Our three prediction models used the regressors used in the Regionalized Cluster-Based Water Isotope Prediction 2 (RCWIP2^21,22) model for δ¹⁸O and δ²H along with geographic and climatic regressors. The geographic regressors were (weighted) latitude, longitude, elevation, distance to coast and land mass fraction. Climatic regressors included air temperature, vapour pressure, precipitation amount, precipitable water, convective precipitation, wind speed and the continentality index³⁰. Where in-situ measurements for the explanatory variables were unavailable they were obtained from the Global Historical Climate Network (GHCN)³¹ or NOAA-NCEP reanalysis data ((https://www.ncep.noaa.gov/). As gridded data for these regressors we used CRU-CL 2.1³² and up-sampled NCEP datasets.

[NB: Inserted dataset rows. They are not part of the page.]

PR #1393, opened 2023-08-02
Map the snap base core to the eks version number

addyess:
Provide an EKS snap base override as well as map snap bases to specific kubernetes versions

### DIFF
--- a/jobs/build-snaps/build-release-eks-snaps.groovy
+++ b/jobs/build-snaps/build-release-eks-snaps.groovy
@@ -3,6 +3,23 @@
 def kube_version = params.k8s_tag
 def kube_ersion = kube_version.substring(1)
 def lxc_name = env.JOB_NAME+"-"+env.BUILD_NUMBER
+def _find_eks_base(version, override){
+    if (override.length())
+        return override
+    def EKS_BASE_DEFAULT = "core20"  // If not in the BASES map, use this as a default
+    def EKS_BASES = [
+        core22: {float i -> 1.28 <= i},             // 1.28 and beyond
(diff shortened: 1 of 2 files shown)


jobs/build-snaps/build-release-eks-snaps.groovy
```diff
@@ -3,6 +3,23 @@
...
+        core18: {float i -> 1.20 <= i && i < 1.24}, // 1.20 <= v < 1.24
+    ]
+    // assumes the version looks like r'v\d.\d+.\d+'
+    def eks_base_key = Float.parseFloat(version.substring(1, version.lastIndexOf('.')))
+    // find the first matching predicate
+    def eks_found_base = EKS_BASES.find{it -> it.value(eks_base_key)}
+    return eks_found_base ? eks_found_base.key : EKS_BASE_DEFAULT
+}
+def eks_base_override = params.eks_base_override
+def EKS_BASE = _find_eks_base(kube_version, eks_base_override)
```
Cynerva, line 22: I think this might need to be in the environment for the shell scripts? I'll take a closer look in a bit

addyess: it very well may... thanks for peaking at this

Cynerva: Ah nevermind, this looks fine actually. Seems like it's put in the shell scripts via Groovy string formatting, the same way something like the global `kube_version` is. :+1:

addyess:
per @toabctl 

>  core20 is definitely used since 1.22 (maybe even before that). But it
    doesn't matter because 1.22 is already EOL. So having core20 for
    everything < 1.28 and core22 for everything >= 1.28 should be good.

toabctl (approved):

PR #1398, opened 2023-08-11
Add lightkube to the list of forks kept in sync by cdkbot

addyess:
The sync job synchronizes a number of "Layers and Charms" from their upstream source, to their downstream source.  By adding lightkube to the list of "layer" -- then this repo will be kept in sync with its upstream source. 

It doesn't need stable branches, tagging, or to support renaming -- and it isn't necessary to pull locally for the reactive build cache.

### DIFF
--- a/jobs/build-charms/builder_local.py
+++ b/jobs/build-charms/builder_local.py
@@ -540,7 +540,8 @@ class BuildEnv:
         layers_to_pull = [
             layer_name
             for layer in self.layers
-            if (layer_name := next(iter(layer))) != "layer:index"
+            for layer_name, layer_ops in layer.items()
+            if layer_ops.get("build_cache") != False
         ]
         pool = ThreadPool()
         results = pool.map(self.download, layers_to_pull)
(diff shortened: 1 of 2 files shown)


jobs/build-charms/builder_local.py
```diff
@@ -540,7 +540,8 @@ def pull_layers(self):
         layers_to_pull = [
             layer_name
             for layer in self.layers
-            if (layer_name := next(iter(layer))) != "layer:index"
+            for layer_name, layer_ops in layer.items()
+            if layer_ops.get("build_cache") is not False
```
kwmonroe, line 544: dangerously clever here, i love it!

kwmonroe (approved):
This lgtm.  Please confirm that cdkbot can indeed push to the canonical org (vs c-k) before merging.

addyess:
> This lgtm. Please confirm that cdkbot can indeed push to the canonical org (vs c-k) before merging.

Yep, it can.  I tested it this morning

jobs/build-charms/builder_local.py
addyess: If you think this is dangerous -- i'll be happy to do something more clear

kwmonroe: nah, all good -- i like it using this `build_cache` opt vs matching the layer name.

PR #1404, opened 2023-08-16
Improve exception tracing when setting up a k8s-cloud

addyess:
We continue to see errors in the validation tests where `k8s_cloud` fixture is involved, but the only error coming back has to do with a failed async.  This is because the fixture is trying too hard to catch exceptions -- when it should really bubble those out

There's also a bit of flakiness in many tests to get the `kubeconfig` from the control-plane unit.  lets setup one fixture that can do that for every test.  If we don't like it being module scoped -- that's fine we can remove that.

### DIFF
--- a/jobs/integration/conftest.py
+++ b/jobs/integration/conftest.py
@@ -19,15 +19,14 @@ from juju.model import Model
 from pathlib import Path
 from py.xml import html
 from tempfile import NamedTemporaryFile
-from traceback import format_exc
 from .utils import (
     asyncify,
     upgrade_charms,
     upgrade_snaps,
     arch,
     log_snap_versions,
-    scp_from,
     juju_run,
+    juju_run_action,
 )
 
 from .logger import log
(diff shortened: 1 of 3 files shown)


jobs/integration/conftest.py
```diff
@@ -301,53 +301,42 @@ async def model(request, tools):
...
-            kcp_unit,
-            "config",
-            f.name,
+async def k8s_cloud(kubeconfig, tools):
+    clouds = await tools.run(
+        "juju", "clouds", "--format", "yaml", "-c", tools.controller_name
+    )
+    if tools.k8s_cloud in yaml.safe_load(clouds[0]):
+        yield tools.k8s_cloud
+        return
```
addyess, line 310: first -- let's see if the cloud we want already exists -- to prevent a failure when adding it a second time

jobs/integration/conftest.py
```diff
@@ -301,53 +301,42 @@ async def model(request, tools):
...
+        await tools.run(
+            "juju",
+            "add-k8s",
+            "--skip-storage",
+            "-c",
             tools.controller_name,
-            tools.connection,
-            proxy=tools.juju_ssh_proxy,
+            tools.k8s_cloud,
         )
```
addyess, line 322: next, let's `add-k8s`.  The `kubeconfig` fixture will handle adding the correct `kubeconfig` file into the `os.environment`

jobs/integration/conftest.py
```diff
@@ -301,53 +300,42 @@ async def model(request, tools):
...
-        try:
-            click.echo("Adding k8s cloud")
-            os.environ["KUBECONFIG"] = f.name
+        _created = True
+        yield tools.k8s_cloud
+    finally:
+        if _created:
+            click.echo("Removing k8s cloud")
```
addyess, line 326: the remove portion is only run if `_created` was set

jobs/integration/conftest.py
```diff
@@ -356,35 +344,36 @@ async def k8s_model(k8s_cloud, tools):
...
+        await _model_created.connect(tools.k8s_connection)
+        yield _model_created
     finally:
-        if not k8s_model:
-            return
-        await tools.run("juju-crashdump", "-a", "config", "-m", tools.k8s_connection)
-        click.echo("Cleaning up k8s model")
-        try:
-            for relation in k8s_model.relations:
+        if _model_created:
```
addyess, line 357: we're careful here to not `return` in the finally, so exceptions can freely bubble out

jobs/integration/conftest.py
```diff
@@ -356,35 +344,36 @@ async def k8s_model(k8s_cloud, tools):
...
-        yield k8s_model
+        _model_created = Model()
+        await _model_created.connect(tools.k8s_connection)
+        yield _model_created
     finally:
-        if not k8s_model:
-            return
-        await tools.run("juju-crashdump", "-a", "config", "-m", tools.k8s_connection)
-        click.echo("Cleaning up k8s model")
-        try:
```
addyess, line 373: also -- stop trying to catch errors in the finally -- just let the exceptions flow so we can find the issues

kwmonroe (approved):

PR #1413, opened 2023-08-28
Ensure that lp builders are insync with upstream sources

addyess:
Ensure the commit hash from the launchpad git sources are insync with the upstream sources before building the charm on a launchpad builder.


Cynerva (approved):
Oh nice :+1: Thanks for this, LGTM

PR #1414, opened 2023-08-29
clean up the deployment before destroying the namespace

addyess:
Addressing test timeouts during the teardown of the autoscaler tests.  

[LP#2033414](https://bugs.launchpad.net/charm-kubernetes-autoscaler/+bug/2033414)

### DIFF
--- a/jobs/integration/test_autoscaler.py
+++ b/jobs/integration/test_autoscaler.py
@@ -29,6 +29,7 @@ async def deployment(kubectl, namespace):
     kubectl.create.namespace(namespace)
     kubectl.create(f=path_to_deployment, namespace=namespace)
     yield path_to_deployment
+    kubectl.delete(f=path_to_deployment, namespace=namespace, grace_period=5*60)
     kubectl.delete.namespace(namespace)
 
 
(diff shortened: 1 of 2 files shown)


jobs/integration/test_autoscaler.py
```diff
@@ -29,6 +29,7 @@ async def deployment(kubectl, namespace):
     kubectl.create.namespace(namespace)
     kubectl.create(f=path_to_deployment, namespace=namespace)
     yield path_to_deployment
+    kubectl.delete(f=path_to_deployment, namespace=namespace, grace_period=5 * 60)
```
kwmonroe, line 32: why wait 5m vs the default 30s here?

kwmonroe (approved):
+1 as is, as well as +1 for other grace period timeouts if we don't *need* to wait the full 5m.

jobs/integration/test_autoscaler.py
addyess: maybe this is the wrong timeout value.  Currently the following command (the one to delete the namespace) never completes.  It just sits there forever.  I was hoping by adding a grace-period, it would quit after 5m.  Maybe i'm reading this doc wrong

PR #1416, opened 2023-08-30
provide support for arch specific file resources

addyess:
If a multi-arch charm has a file resource which must be different based on the charm's arch (for instance, it contains a binary image) then the build tool chain needs to be able to release the correct arch based resource along with that arch specific charm artifact.

* This allows charms to assemble an arch specific file resource
* This allows a channel-range to be applied for a specific charm resource 
    * ex) in the 1.28 track this charm grew a need for a foo resource
    * This lets bug fix releases continue to release the charm without that resource

### DIFF
--- a/cilib/version.py
+++ b/cilib/version.py
@@ -1,5 +1,5 @@
 from dataclasses import dataclass
-from typing import Optional, Union
+from typing import Optional, Mapping, Union
 import semver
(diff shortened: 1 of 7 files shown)


mateoflorido (approved):
This is great, LGTM! Thanks @addyess 🎆

PR #1441, opened 2023-10-31
Prevent o7k CCM from syncing from a repo we're closing

addyess:
Stop syncing from the canonical org since it will be closed when [160639](https://portal.admin.canonical.com/C160639) is completed


mateoflorido (approved):
LGTM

Climatic zone clustering and statistical processing

The ³H mapping used the code of RCWIP2, including the fuzzy clustering schema in 36 extra-Antarctic clusters of spatial proximity and climatic similarity^22,23. As only a fraction of the full clustering scheme (16 of 36 clusters) could be populated with sufficient ³H data to derive a full regional model, we allowed for fallback on the tropical or extratropical regression models (Eqs. 2, 3). A spatial coverage map of regionalized tropical and extratropical models is given in Supplementary Material SM2. The RCWIP2 algorithms automatically detected the best-fitting regression equation and covariates²³. However exceptionally, the use of the tropical and extratropical models had to be enforced for a few clusters to avoid runaway outlier ³H predictions, which we attributed to the spatially and climatically skewed distribution of ³H input data (Supplementary Table S2).